■ Try it: Using the records that follow, work out how many lines hold the string "machine" and provide that number only.

Data entries
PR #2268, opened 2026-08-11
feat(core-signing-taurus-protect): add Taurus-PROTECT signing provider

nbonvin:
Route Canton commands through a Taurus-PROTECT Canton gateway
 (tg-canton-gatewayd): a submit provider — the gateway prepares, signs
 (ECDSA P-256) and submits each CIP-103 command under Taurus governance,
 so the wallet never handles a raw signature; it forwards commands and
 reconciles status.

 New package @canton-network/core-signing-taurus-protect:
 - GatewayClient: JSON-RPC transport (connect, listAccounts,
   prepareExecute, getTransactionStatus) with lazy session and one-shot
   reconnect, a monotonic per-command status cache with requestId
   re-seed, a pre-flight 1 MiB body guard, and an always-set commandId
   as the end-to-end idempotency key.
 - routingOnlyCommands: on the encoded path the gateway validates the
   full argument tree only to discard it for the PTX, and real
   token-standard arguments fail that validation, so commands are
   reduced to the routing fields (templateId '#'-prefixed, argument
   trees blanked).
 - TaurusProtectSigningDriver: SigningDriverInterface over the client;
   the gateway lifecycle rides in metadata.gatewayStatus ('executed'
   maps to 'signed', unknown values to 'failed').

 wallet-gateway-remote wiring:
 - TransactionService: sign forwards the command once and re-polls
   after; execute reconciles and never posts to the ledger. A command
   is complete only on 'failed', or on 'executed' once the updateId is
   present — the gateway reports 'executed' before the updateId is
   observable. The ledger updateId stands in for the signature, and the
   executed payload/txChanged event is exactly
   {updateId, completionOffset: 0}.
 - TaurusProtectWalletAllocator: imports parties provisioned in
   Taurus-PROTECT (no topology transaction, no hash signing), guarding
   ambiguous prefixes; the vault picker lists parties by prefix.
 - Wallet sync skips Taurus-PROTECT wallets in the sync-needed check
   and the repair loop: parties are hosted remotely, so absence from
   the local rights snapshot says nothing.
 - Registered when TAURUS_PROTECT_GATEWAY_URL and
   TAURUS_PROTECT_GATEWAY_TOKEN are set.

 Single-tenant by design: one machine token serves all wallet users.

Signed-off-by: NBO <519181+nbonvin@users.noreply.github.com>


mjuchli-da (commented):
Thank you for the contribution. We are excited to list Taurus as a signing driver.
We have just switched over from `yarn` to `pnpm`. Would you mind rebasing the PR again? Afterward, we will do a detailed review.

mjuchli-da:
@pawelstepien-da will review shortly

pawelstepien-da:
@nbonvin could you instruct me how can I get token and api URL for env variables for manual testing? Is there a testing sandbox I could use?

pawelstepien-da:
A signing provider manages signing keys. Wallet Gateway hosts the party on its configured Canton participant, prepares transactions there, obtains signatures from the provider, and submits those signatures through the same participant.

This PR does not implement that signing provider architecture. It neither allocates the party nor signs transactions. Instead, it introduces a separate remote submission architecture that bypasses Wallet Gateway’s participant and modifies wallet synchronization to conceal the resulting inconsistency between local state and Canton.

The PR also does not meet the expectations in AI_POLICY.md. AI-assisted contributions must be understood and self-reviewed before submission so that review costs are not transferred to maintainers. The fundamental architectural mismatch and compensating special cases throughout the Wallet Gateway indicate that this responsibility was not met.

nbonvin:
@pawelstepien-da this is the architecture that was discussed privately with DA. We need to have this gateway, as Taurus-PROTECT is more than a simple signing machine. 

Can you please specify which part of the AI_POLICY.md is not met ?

■ Exercise response: 2